> [Task brief]: Whenever a line below holds the word "Jagannathan", copy that line.

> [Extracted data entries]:
PR #6390, opened 2025-07-03
feat(sdk-coin-trx): add support for reward claim

Vijay-Jagannathan:
Ticket: SC-2333

Add support for reward claim txn

### DIFF
--- a/modules/sdk-coin-trx/src/lib/iface.ts
+++ b/modules/sdk-coin-trx/src/lib/iface.ts
@@ -50,6 +50,7 @@ export interface RawData {
     | VoteWitnessContract[]
     | UnfreezeBalanceV2Contract[]
     | WithdrawExpireUnfreezeContract[]
+    | WithdrawBalanceContract[]
     | ResourceManagementContract[];
 }
 
@@ -208,6 +209,12 @@ export interface WithdrawExpireUnfreezeValue {
  * Withdraw expire unfreeze contract interface
  */
 export interface WithdrawExpireUnfreezeContract {
+  parameter: WithdrawExpireUnfreezeValue;
+  type?: string;
+}
+
+export interface WithdrawBalanceContract {
+  // same as withdraw expire unfreeze
   parameter: WithdrawExpireUnfreezeValue;
   type?: string;
 }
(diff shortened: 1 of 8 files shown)


modules/sdk-coin-trx/src/lib/iface.ts
```diff
@@ -212,6 +213,11 @@ export interface WithdrawExpireUnfreezeContract {
   type?: string;
 }
 
+export interface WithdrawBalanceContract {
+  parameter: WithdrawExpireUnfreezeValue;
```
Vijay-Jagannathan, line 218: we're using `WithdrawExpireUnfreezeValue` since its the sam; didn't want to create a duplicate type

modules/sdk-coin-trx/src/lib/utils.ts
```diff
@@ -564,6 +568,40 @@ export function decodeUnfreezeBalanceV2Contract(base64: string): UnfreezeBalance
   ];
 }
 
+/**
+ * Deserialize the segment of the txHex corresponding with withdraw balance contract
+ *
+ * @param {string} base64 - The base64 encoded contract data
+ * @returns {WithdrawExpireUnfreezeContractParameter[]} - Array containing the decoded withdraw contract
+ */
+export function decodeWithdrawBalanceContract(base64: string): WithdrawExpireUnfreezeContractParameter[] {
```
Vijay-Jagannathan, line 578: same here, `WithdrawExpireUnfreezeContractParameter` is same as the type for withdraw balance too

modules/sdk-coin-trx/src/lib/iface.ts
gianchandania: let's add a comment in the code as well maybe for clarification then, otherwise it might be confusing for someone looking at the code

modules/sdk-coin-trx/src/lib/utils.ts
gianchandania: same as above, either 

we can add a comment to clarify, or 
we can use an alias like export type WithdrawBalanceContractParameter = WithdrawExpireUnfreezeContractParameter to avoid confusion. same for above as well

Vijay-Jagannathan: adding

gianchandania (approved):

> [Solution to this problem]:
Vijay-Jagannathan:
Vijay-Jagannathan, line 218: we're using `WithdrawExpireUnfreezeValue` since its the sam; didn't want to create a duplicate type
Vijay-Jagannathan, line 578: same here, `WithdrawExpireUnfreezeContractParameter` is same as the type for withdraw balance too
Vijay-Jagannathan: adding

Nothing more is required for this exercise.